[Saved entries]
____

PR #5, opened 2020-05-11
Multiple choice: add report view + tests

pjanik:
[#172726949]

I did not use "No response" text, as then teachers wouldn't know if the question is multiple choice or open response. We can change it when reporting gets more advanced.


src/multiple-choice/components/app.tsx
```diff
@@ -30,10 +30,11 @@ export const App = () => {
     return () => window.removeEventListener("resize", resizeHandler);
   }, []);
 
+  const report = mode === "report";
```
scytacki, line 33: No need to change this now. But perhaps a good pattern for these components is to define 3 boolean variables:
```
runtimeMode, authoringMode, reportMode
```
And then logic like below will be consistent and concise.

PR #6, opened 2020-05-12
Add open response interactive (runtime, authoring, reporting + tests)

pjanik:
It follows the same pattern. There's a new hook `useAutoHeight` and some styles are shared now. I was considering creating something like `BasicAuthoring` component that would only accept schemas, but I'm not sure if it's worth it at this point and how long we can use just raw react-jsonschema-form. I might try to do it while working on fill in the blank question.


src/open-response/components/authoring.tsx
```diff
@@ -0,0 +1,84 @@
+import React from "react";
+import Form, { IChangeEvent } from "react-jsonschema-form";
+import { JSONSchema6 } from "json-schema";
+
+import "../../shared/styles/boostrap-3.3.7.css"; // necessary to style react-jsonschema-form
+import css from "../../shared/styles/authoring.scss";
+
+// Note that TS interfaces should match JSON schema. Currently there's no way to generate one from the other.
+// TS interfaces are not available in runtime in contrast to JSON schema.
```
scytacki, line 9: @pjanik Have you looked at this: https://github.com/YousefED/typescript-json-schema ?

pjanik: No, I haven't seen it before. It's interesting. It would require some additional build step. I think this library would be perfect to add additional runtime validation of data in some of our projects.

In our particular case, we use JSON Schema to generate forms and need more information than TS interfaces provide (e.g. titles). I can see that this library supports some annotations in comments (e.g. to add descriptions and titles), so it could still work. Since we have only a few simple schemas now, I'm not sure if it's worth it yet. It could be a research spike to check this library (and/or alternatives) and try to integrate it nicely with build system.

The opposite direction could be interesting in this case (json schema -> ts interface), connected with dynamic generation. Someone has tried:
https://github.com/jdmichaud/jsonschema-loader
But it's only webpack loader (and seems like a dead experiment). Not sure how well this would work with IDEs and e.g. jest tests that don't use webpack. Generally, this seems less likely to work.

scytacki: Yeah isn't worth it yet especially since we'd have to figure out the build step.

It is likely that we are going to use this approach of annotated TS to implement the new portal api. In that case we'd use the annotations to generate the ORM for the database. And the annotations to generate the graphql definition for the api. So perhaps once we have more experience with that, then it'll be easier to see if this approach is good or not.

PR #7, opened 2020-05-15
172104057 fill in the blank

pjanik:
This PR adds fill in the blank. Authoring isn't based only on keywords parsing, we're adding dynamically new input fields when needed. 

Once the question is authored, the runtime doesn't depend on the current keyword regexp. So, we can later change [blank-<ID>] to whatever string we want and it shouldn't break old questions.

I might extract authoring component to something like BaseAuthoring later, as it seems all the questions so far are fine with default React-JSONSchema-Form + optional state processing (to generate choice IDs or blank fields options).

Authoring demo:
https://authoring.staging.concord.org/activities/20643/pages/307426/edit
Runtime demo:
https://authoring.staging.concord.org/activities/20643/pages/307426
LARA student reporting (summary) seems to be broken when there's managed interactive that saves state, so can't show report for now.

### DIFF
--- a/src/multiple-choice/components/runtime.tsx
+++ b/src/multiple-choice/components/runtime.tsx
@@ -69,7 +69,7 @@ export const Runtime: React.FC<IProps> = ({ authoredState, interactiveState, set
           authoredState.choices && authoredState.choices.map(choice => {
             const checked = selectedChoiceIds.indexOf(choice.id) !== -1;
             return (
-              <div key={choice.id} className={report && getChoiceClass(choice, questionScored, checked)}>
+              <div key={choice.id} className={report ? getChoiceClass(choice, questionScored, checked) : undefined}>
                 <input
                   type={type}
                   value={choice.id}
--- a/src/multiple-choice/components/runtime.tsx
+++ b/src/multiple-choice/components/runtime.tsx
@@ -13,19 +13,6 @@ interface IProps {
   report?: boolean;
 }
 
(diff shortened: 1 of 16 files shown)


src/multiple-choice/components/runtime.tsx
```diff
@@ -69,7 +69,7 @@ export const Runtime: React.FC<IProps> = ({ authoredState, interactiveState, set
           authoredState.choices && authoredState.choices.map(choice => {
             const checked = selectedChoiceIds.indexOf(choice.id) !== -1;
             return (
-              <div key={choice.id} className={report && getChoiceClass(choice, questionScored, checked)}>
+              <div key={choice.id} className={report ? getChoiceClass(choice, questionScored, checked) : undefined}>
```
scytacki, line 72: Not sure it is worth it, but you could move `getChoiceClass` into the Runtime function so getChoiceClass would have direct access to the questionScored and report variables.  Then this logic could be moved out of jsx.

src/shared/hooks/use-delayed-validation.test.ts
```diff
@@ -0,0 +1,21 @@
+import React, { useRef } from "react";
+import { renderHook, act } from "@testing-library/react-hooks";
+import { useDelayedValidation } from "./use-delayed-validation";
+import Form from "react-jsonschema-form";
+
+describe("useAutoHeight", () => {
```
scytacki, line 6: This looks like a copy and paste error.

pjanik:
Thanks. I've fixed both issues in the last commit, so I'm merging it in.

PR #8, opened 2020-05-19
Scaffolded question

pjanik:
This is an initial implementation, no tests yet. But I think it makes sense to review it to see how it's done and get some feedback, as it's demoable now. Authoring uses react-jsonschema-form custom fields to provide iframe-based authoring, and this extension was pretty smooth. Available interactives are hardcoded for now.

Demo:
- authoring: https://authoring.staging.concord.org/activities/20649/pages/307447/edit
- runtime: https://authoring.staging.concord.org/activities/20649/pages/307447
- report: https://authoring.staging.concord.org/activities/20649/summary

### DIFF
--- a/package.json
+++ b/package.json
@@ -107,6 +107,9 @@
     "webpack-dev-server": "^3.10.3"
   },
   "dependencies": {
+    "@fortawesome/fontawesome-svg-core": "^1.2.28",
+    "@fortawesome/free-solid-svg-icons": "^5.13.0",
+    "@fortawesome/react-fontawesome": "^0.1.9",
     "iframe-phone": "^1.2.1",
     "react": "^16.13.1",
     "react-dom": "^16.13.1",
--- a/src/scaffolded-question/components/iframe-authoring.tsx
+++ b/src/scaffolded-question/components/iframe-authoring.tsx
@@ -58,10 +58,6 @@ export const IframeAuthoring: React.FC<FieldProps> = props => {
       mode: "authoring",
       authoredState
     });
-    phone.post("initInteractive", {
-      mode: "authoring",
-      authoredState
-    });
   }
 
   useEffect(() => {
--- a/src/scaffolded-question/components/iframe-authoring.tsx
+++ b/src/scaffolded-question/components/iframe-authoring.tsx
@@ -1,0 +1,94 @@
+import React, { ChangeEvent, useEffect, useRef, useState } from "react";
+import { FieldProps } from "react-jsonschema-form";
+import { IframePhone } from "../../shared/types";
+import iframePhone from "iframe-phone";
+
+import css from "./iframe-authoring.scss";
+
+// Later, this will be replaced by LARA Interactive API call that returns all the available managed interactives.
+const availableInteractives = [
+  {
+    url: "",
+    name: "Select an interactive"
+  },
+  {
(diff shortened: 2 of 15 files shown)


src/scaffolded-question/components/iframe-authoring.tsx
```diff
@@ -0,0 +1,95 @@
...
+      setIframeHeight(newHeight);
+    });
+    phone.post("initInteractive", {
+      mode: "authoring",
+      authoredState
+    });
+    phone.post("initInteractive", {
+      mode: "authoring",
+      authoredState
+    });
```
kswenson, line 64: Is calling "initInteractive" twice necessary?

scytacki:
This looks really good. I'm amazed how simple the sub interactive stuff worked out with react-json-schema.

Besides the duplicate initInteractive that Kirk found. The only other thing I found was that I can't edit all of the interactives because they are too tall.  Perhaps we can make them scroll if the outer interactive is not able to get any taller?

package.json
```diff
@@ -107,6 +107,9 @@
     "webpack-dev-server": "^3.10.3"
   },
   "dependencies": {
+    "@fortawesome/fontawesome-svg-core": "^1.2.28",
+    "@fortawesome/free-solid-svg-icons": "^5.13.0",
+    "@fortawesome/react-fontawesome": "^0.1.9",
```
kswenson, line 112: There may be a larger plan here of which I'm unaware, but it looks like you're adding these several libraries as a means of getting access to a single fontawesome lock icon, which seems like a bit of overkill. What we did for the `slate-editor` work (and I think @knowuh did for some of the CLUE teacher dashboard work) was to download the SVG (e.g. this [fontawesome lock icon](https://www.iconfinder.com/icons/1608769/lock_icon)) and then convert it to a React component using the [SVGR](https://react-svgr.com/playground/) converter which results in a simple React component like this:
```
import * as React from "react"

function SvgComponent(props) {
  return (
    <svg height={1792} viewBox="0 0 1792 1792" width={1792} {...props}>
      <path d="M640 768h512V576q0-106-75-181t-181-75-181 75-75 181v192zm832 96v576q0 40-28 68t-68 28H416q-40 0-68-28t-28-68V864q0-40 28-68t68-28h32V576q0-184 132-316t316-132 316 132 132 316v192h32q40 0 68 28t28 68z" />
    </svg>
  )
}

export default SvgComponent
```
You can then add types for use with TypeScript and props (e.g. `fill`) and you end up with a component for each icon you need without the overhead of any additional dependencies. Just another option to consider.

pjanik: Right, I've been using SVGR each time Micheal is providing custom icons. It's nice then, but quite often I need to manually adjust SVG, e.g. viewbox or some little details. Not much work, but still. I'd prefer if we could pick one icon library for life. 😉 

Here I was assuming that these libraries will be only temporary - we don't have any design yet. But at some point we might end up with custom icons too. react-fontawesome looked good, as it was super simple to use and they're promising in readme that the way I imported lock icon, would import only this one SVG. So, I hoped it won't increase build size.

But since you mentioned that, I did a little test. Adding this single lock icon increases bundle size of all the interactives from 400KB to 1.07MB...  So, given that we'll have many of them on one LARA page, I think it's definitely worth refactoring for SVGR. Thanks.

PR #9, opened 2020-05-20
Add useRequiredQuestion hook and use it in all the question types

pjanik:
This hook should ensure that behavior is consistent across all the interactives. Also, if interactive ties to use it, but it doesn't implement `submitted` and `required` properties in its states, TypeScript will detect that and won't compile the code.

Theoretically, I could try to provide some wrapper even higher, but this implementation gives interactives flexibility on where to put a button and locked info. For example, Leslie wanted to have submit button on the right side of the question, while typical LARA questions have it on the left - so it's possible here pretty easily.

### DIFF
--- a/src/fill-in-the-blank/components/runtime.tsx
+++ b/src/fill-in-the-blank/components/runtime.tsx
@@ -1,14 +1,16 @@
 import React from "react";
 import { IAuthoredState, IBlankDef } from "./authoring";
 import css from "./runtime.scss";
+import { useRequiredQuestion } from "../../shared/hooks/use-required-question";
 
-interface IFilledBlank {
+export interface IFilledBlank {
   id: string;
   response: string;
 }
 
-interface IInteractiveState {
+export interface IInteractiveState {
   blanks: IFilledBlank[];
+  submitted?: boolean;
 }
 
 interface IProps {
@@ -16,6 +18,7 @@ interface IProps {
   interactiveState?: IInteractiveState;
   setInteractiveState?: (state: IInteractiveState) => void;
   report?: boolean;
+  setNavigation?: (enableForwardNav: boolean, message: string) => void;
 }
 
 export const insertInputs = (prompt: string, blanks: IBlankDef[], userResponses: IFilledBlank[]) => {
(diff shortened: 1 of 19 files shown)


src/shared/hooks/use-required-question.tsx
```diff
@@ -0,0 +1,44 @@
...
+      setInteractiveState(Object.assign({}, interactiveState, { submitted: true }));
+    }
+  };
+
+  useEffect(() => {
+    if (authoredState.required && setNavigation) {
+      const forwardNavEnabled = !!interactiveState?.submitted;
+      setNavigation(forwardNavEnabled, forwardNavEnabled ? "" : "Please submit an answer first.");
+    }
+  }, [authoredState, interactiveState, authoredState]);
```
scytacki, line 28: authoredState is repeated here

src/fill-in-the-blank/components/runtime.tsx
```diff
@@ -46,7 +49,10 @@ export const insertInputs = (prompt: string, blanks: IBlankDef[], userResponses:
   return result;
 };
 
-export const Runtime: React.FC<IProps> = ({ authoredState, interactiveState, setInteractiveState, report }) => {
+export const Runtime: React.FC<IProps> = ({ authoredState, interactiveState, setInteractiveState, setNavigation, report }) => {
+  const submitEnabled = (interactiveState?.blanks || []).length > 0;
```
scytacki, line 53: This might be more clear if the variable name and the one passed to useRequiredQuestion was `isAnswered` or `hasAnswer`.  I was confused because there are many things that can change the submitButton, so using submitEnabled seemed to conflict with the other logic.

pjanik:
I fixed this bug/typo and updated naming, thanks.

> It does seem like there ought to be a way to DRY up the App components in each of the question types. They seem to be mostly the same, but I'm not sure how to do that with

I agree. At the same time, there's not much logic there. Mostly about importing files and hooks. And they look identical, as we have very similar file structure for each interactive. So, at least we're mostly repeating some mechanical things, not the logic (which is mostly extracted). We could create a `BaseApp` which would accept `Runtime` and `Authoring` components and simplify things a bit. We could do the same with `BaseAuthoring` I think, as so far they're all very similar. Let's see how it goes with new components, I can do it next time I'm back in this repository.

PR #10, opened 2020-05-21
Fix height calculations

pjanik:
There were a couple of issues related to height calculations.

It's not enough to detect top-level component re-render. The scaffolded question authoring has its own internal state that changes height (and authoredState is not updated). This wasn't detected correctly by useAuthoHeight hook. I was thinking about a few different patterns and ended up using an optional context. Scaffolded question and its child components are an example of how to use it.

CSS transitions of height-related properties were also causing problems. Height recalculation might be triggered too early. That's where there are new `setTimeout` calls in `recalcHeight`.

It's all not too bad, but actually I'm wondering about an alternative solution. We could just trigger `recalcHeight` every 100ms - non-stop. These calculations take almost no time (console.time shows ~0.01ms). Then, it'd be enough to use this hook in the top-level component and forget about it. No need to worry if some child is changing its height too. I didn't do it, as I'm 100% sure what would happen on a slow machine with 10-20 interactives calling this function all the time. Or if there's some edge case where checking height is forcing the browser to do some internal work (layout, repaint, etc.). But I think that if we have some problems with height calculations in the future, this might be a bulletproof solution.

Finally, scrollHeight works better than offsetHeight (`e.g. when we have some elements with `float:right` css props). Generally it seems to make more sense, as scrollHeight describes necessary height of the container to avoid scrollbars.

### DIFF
--- a/src/shared/hooks/use-auto-height.ts
+++ b/src/shared/hooks/use-auto-height.ts
@@ -14,7 +14,7 @@ export const useAutoHeight = (config: IConfig) => {
   const currentHeight = useRef(0);
 
   const recalcHeight = (last = false) => {
-    const height = container.current?.offsetHeight;
+    const height = container.current?.scrollHeight;
     if (height && height > 0 && height !== currentHeight.current) {
       setHeight(height);
       currentHeight.current = height;
--- a/src/shared/hooks/use-auto-height.ts
+++ b/src/shared/hooks/use-auto-height.ts
@@ -1,4 +1,8 @@
-import { RefObject, useEffect } from "react";
+import React, { RefObject, useEffect, useRef } from "react";
+
+export const AutoHeightContext = React.createContext({
+  notifyHeightUpdated: () => { /* noop */ }
+});
 
 interface IConfig {
   container: RefObject<HTMLDivElement>;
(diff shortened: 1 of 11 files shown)


pjanik:
Generally, the idea is that the top-level component need to check its height from time to time and notify parent (LARA). But sometimes height change comes from the child components that get shorter or taller.

To avoid passing props all the way down in the component hierarchy, I've added a context with notify function.

The second option would be to remove all that code and just let the parent check its current height every 50/100/200/500ms all the time (e.g. using `setInterval`). Then, developers and child components don't need to care about anything related to height.

scytacki:
The browser be automatically recalculating the size of the element when its children change. So this feels like we are duplicating its existing functionality here. 
Can we used this ResizeObserver instead: 
https://developer.mozilla.org/en-US/docs/Web/API/ResizeObserver

kswenson:
@scytacki ResizeObserver has fairly limited browser availability, but there are libraries like those I linked above that offer similar functionality across a broader range of browsers.

scytacki:
This page compares several of these resize monitoring options: https://justineo.github.io/resize-detector/. Probably biased in some way though. But the comparison seems objective enough.

I do think it is worth prioritizing this now. Resizing is hard, and it makes sense to get right as best as we can. Which means it should be fast and require as little extra code in each component as possible.

pjanik:
Thanks! Actually, I didn't expect to see so many libraries and even native API doing this. I should have checked first. I ended up using native `ResizeObserver` + https://www.npmjs.com/package/resize-observer-polyfill as a backup. It was simple and native api seems always a bit safer / more efficient in the long-term. It seems to work well.

scytacki:
Looks great!.

src/shared/hooks/use-auto-height.ts
```diff
@@ -8,22 +9,25 @@ interface IConfig {
...
-    // only once, as useEffect has empty dependencies list.
-    const resizeHandler = () => calcHeight();
-    window.addEventListener("resize", resizeHandler);
-    return () => window.removeEventListener("resize", resizeHandler);
-  }, []);
-}
+    // TypeScript doesn't seem to have types of the native ResizeObserver yet. Use types coming from polyfill.
+    const NativeResizeObserver = (window as any).ResizeObserver as new(callback: ResizeObserverCallback) => ResizeObserver;
+
+    const observer = new (NativeResizeObserver || ResizeObserver)(entries => {
```
kswenson, line 16: I believe this is unnecessary, as the `ResizeObserver` returned by the module should be the [native ResizeObserver](https://github.com/que-etc/resize-observer-polyfill/blob/4a148452494a155656e4d04b9732b5914896b2e0/src/index.js#L6-L8) if it's available.

pjanik: Nice, I was wondering if that's the case or not. Although the docs suggest that it's a "ponyfill":
https://github.com/sindresorhus/ponyfill
And there's a statement:
> Ponyfills should never use the native API, even if available, as it might have slightly different behavior between environments, which can cause bugs.

So, I thought it's just safer to do the check ourselves anyway.

kswenson: I followed that same thread and concluded that the recommended use is not actually a ponyfill according to Sindre's definition, but it's also not a polyfill since it uses the native implementation if it's present but doesn't patch it in if it's not. I guess we need a new word. Maybe it's a Posyfill, because it poses as the native implementation if it's not present. 😉

PR #13, opened 2020-05-25
Hints and refactoring

pjanik:
[#172821069]

This PR adds support of "hint" Interactive API message: 
https://github.com/concord-consortium/lara/pull/530

Also, adds `BaseQuestionApp` and `BaseAuthoring` to reduce boilerplate that was required for each question type. We mentioned that a few times in previous PRs. `BaseQuestionApp` provides set of opinionated features that probably every question in LARA should support (height, hint, required/submitted). There's a bit of generic typing there, but regular interactive author won't have to mess with that too much. All the features are optional and based on the authored and interactive state. For example, "Submit" button will be displayed only if authored state has "required" property. Name of these properties can be easily guessed from interfaces or existing interactive examples.

`BaseAuthoring` is a wrapper around react-jsonschema-form authoring.

I've refactored only `OpenResponse` - I think it's better to get feedback before I refactor other interactives. But it should show how much less code we have now. Pretty much just types, JSON schema and Runtime.


src/open-response/components/runtime.tsx
```diff
@@ -41,17 +30,6 @@ export const Runtime: React.FC<IProps> = ({ authoredState, interactiveState, set
...
       </div>
-      {
-        authoredState.extraInstructions &&
-        <div className={css.extraInstructions}>{ authoredState.extraInstructions }</div>
-      }
-      {
-        !report &&
-        <div>
-          { submitButton }
-          { lockedInfo }
```
scytacki, line 52: We might need to do something more advanced here so the individual questions can control where the submitButton and lockedInfo go in their UI. I'm assuming that they get automatically added below the question with this change. I'm confident that we can figure out how to do that if and when it is needed.

src/shared/components/base-authoring.tsx
```diff
@@ -0,0 +1,47 @@
...
+  setAuthoredState?: (state: IAuthoredState) => void;
+  preprocessFormData?: (data: IAuthoredState) => IAuthoredState;
+  // react-jsonschema-form properties:
+  schema: JSONSchema6;
+  uiSchema: UiSchema;
+  // react-jsonschema-form additional fields.
+  fields?: { [name: string]: Field };
+}
+
+export const BaseAuthoring = <IAuthoredState,>({ authoredState, setAuthoredState, preprocessFormData, schema, uiSchema, fields }: IBaseAuthoringProps<IAuthoredState>) => {
```
kswenson, line 19:
```suggestion
export const BaseAuthoring = <IAuthoredState>({ authoredState, setAuthoredState, preprocessFormData, schema, uiSchema, fields }: IBaseAuthoringProps<IAuthoredState>) => {
```

src/shared/components/base-authoring.tsx
```diff
@@ -0,0 +1,47 @@
...
+  const onChange = (event: IChangeEvent) => {
+    let formData = event.formData;
+    if (preprocessFormData) {
+      formData = preprocessFormData(formData);
+    }
+    // Immediately save the data.
+    if (setAuthoredState) {
+      setAuthoredState(formData);
```
kswenson, line 27:
```suggestion
      setAuthoredState?.(formData);
```

src/shared/components/base-question-app.tsx
```diff
@@ -0,0 +1,85 @@
...
+  useHint({ authoredState, setHint });
+  const { submitButton, lockedInfo } = useRequiredQuestion({ authoredState, interactiveState, setInteractiveState, setNavigation, isAnswered: isAnswered(interactiveState) });
+
+  const report = mode === "report";
+  const authoring = mode === "authoring";
+  const runtime = mode === "runtime";
+
+  let AuthoringComp = null;
+  if (authoring) {
+    if (Authoring) {
```
kswenson, line 58: This use of local variable names that differ only in case confused me initially. Consider `reportMode`, `authoringMode`, `runtimeMode` or some other such renaming to make the distinction more readily apparent.

src/shared/components/base-question-app.tsx
```diff
@@ -0,0 +1,85 @@
...
+      { AuthoringComp }
+      {
+        (runtime || report) && authoredState &&
+        <div className={css.runtime}>
+          <Runtime authoredState={authoredState} interactiveState={interactiveState} setInteractiveState={setInteractiveState} report={report} />
+          {
+            !report &&
+            <div>
+            { submitButton }
+            { lockedInfo }
```
kswenson, line 77: Indentation?

src/shared/components/base-question-app.tsx
```diff
@@ -0,0 +1,85 @@
...
+    }
+    if (!Authoring && baseAuthoringProps) {
+      AuthoringComp = <BaseAuthoring {...baseAuthoringProps} authoredState={authoredState} setAuthoredState={setAuthoredState} />;
+    }
+  }
+
+  return (
+    <div ref={container}>
+      { AuthoringComp }
+      {
```
scytacki, line 69: This was a little confusing to me since it seems like it is possible to show both the AuthoringComp and the Runtime component at the same time. I realized that isn't possible because the AuthComp will be null if the mode is authoring or runtime. 

Perhaps it is worth putting this in a named method or self invoking method and use switch case like:
```
switch(mode){
case "authoring": 
  if(Authoring)....
case "runtime":
  return <div ><Runtime authoredState={authoredState} interactiveState={interactiveState} setInteractiveState={setInteractiveState} report={false} />
<div>{submitButton} {lockedInfo}</div><div/>
case "report":
  return <Runtime authoredState={authoredState} interactiveState={interactiveState} setInteractiveState={setInteractiveState} report={true} />
default:
  return "Loading...";
```
It is a little redundant but it seems more clear. To reduce the redundancy the runtime and report body could be pulled out to a function that takes a report variable so then it'd just be:
```
switch(mode){
case "authoring": 
  if(Authoring)....
case "runtime":
  return renderRuntime({report:false})
case "report":
  return renderRuntime({report:true})
default:
  return "Loading...";
```

src/shared/hooks/use-lara-interactive-api.ts
```diff
@@ -35,15 +35,19 @@ export const useLARAInteractiveAPI = <AS, IS>(config: IConfig) => {
...
+  };
 
   const handleSetHeight = (height: number) => {
     phone.current?.post("height", height);
-  }
+  };
+
+  const handleSetHint = (hint: string) => {
+    phone.current?.post("hint", hint);
+  };
```
scytacki, line 46: This is something we'll have to work out in the lara interactive client, but it seems possible that the hint message could be posted to LARA before supportedFeatures is sent to LARA. I guess that is OK, but we should clarify whether that is allowed or not.

cypress.json
```diff
@@ -1,5 +1,5 @@
 {
-  "baseUrl": "http://localhost:8080",
+  "baseUrl": "http://localhost:8081",
```
scytacki, line 2: It looks like this change broke travis's running of the cypress tests.

src/shared/components/base-authoring.tsx
pjanik: This comma is actually necessary. Otherwise, TS is getting confused - it doesn't know if `<IAuthoredState>` is a generic type or JSX syntax. ;) If there are two types provided, it's already fine.

src/open-response/components/runtime.tsx
pjanik: Right. To make it work with ScaffoldedQuestion, I thought I'd just let interactive provide a set of buttons that will be added to the bottom row + let it specify CSS class name (so it can be moved to the right).

If things get more complex, I think there are two approaches:
  - Interactive doesn't have to use this BaseQuestionApp. It can implement its own, it's not super complicated. I think we can a few different BaseApps if a few interactives share common patterns rather than trying to make one super configurable helper.
  - Hooks cannot be conditional (rules of hooks), but we can pass something like `isEnabled` to each of them. That way, we could turn on and off various features. So, an interactive could turn off `useRequiredQuestion` and then use this hook itself in the runtime (well, in fact we don't even have to turn it off, it won't hurt if it's in both places). This will work when we `useLARAInteractiveAPI` uses global iframe-phone and can be requested multiple times. Then, all the hooks will also become much simpler, as each hook will use `useLARAInteractiveAPI`.

src/shared/components/base-question-app.tsx
```diff
@@ -0,0 +1,85 @@
...
+export const BaseQuestionApp = <IAuthoredState extends IBaseQuestionAuthoredState, IInteractiveState extends IBaseQuestionInteractiveState>(
+  { Authoring, baseAuthoringProps, Runtime, isAnswered }: IProps<IAuthoredState, IInteractiveState>
+) => {
+  const container = useRef<HTMLDivElement>(null);
+  const { mode, authoredState, interactiveState, setInteractiveState, setAuthoredState, setHeight, setHint, setNavigation } = useLARAInteractiveAPI<IAuthoredState, IInteractiveState>({
+    interactiveState: true,
+    authoredState: true,
+  });
+  useAutoHeight({ container, setHeight });
+  useHint({ authoredState, setHint });
```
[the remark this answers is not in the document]
pjanik: I mentioned that in another comment, but we can pass `isEnabled` to each hook and disable it "inside". 

Most of the features/hooks are optional and depend on authored and interactive state - e.g. hint or required question. So we don't really have to turn them off. If authored state doesn't specify `required` or `hint`, they will just do nothing. 

I think the only thing that we might need to turn off is `useAutoHeight`.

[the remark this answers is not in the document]
scytacki: Sounds good. Yes it seems like useAutoHeight will be the only one that will need to be explicitly disabled.

src/open-response/components/runtime.tsx
scytacki: Yup sounds good.

pjanik:
Thanks @scytacki and @kswenson. I pushed a few more commits to address most of the feedback. Or I left some comments with explanations. So, I think every comment should be addressed now.

> Right. To make it work with ScaffoldedQuestion, I thought I'd just let interactive provide a set of buttons that will be added to the bottom row + let it specify CSS class name (so it can be moved to the right).

I was trying this approach, but it's not great that way. Generally, being able to use LARA API hook multiple times should simplify things a lot. And I found another way to deal with submit button issue, but I'll open a separate PR for that.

____

Find the lines in the data that include "forwardNavEnabled", then copy each of them.

SOLUTION FOR THIS TASK:
+      const forwardNavEnabled = !!interactiveState?.submitted;
+      setNavigation(forwardNavEnabled, forwardNavEnabled ? "" : "Please submit an answer first.");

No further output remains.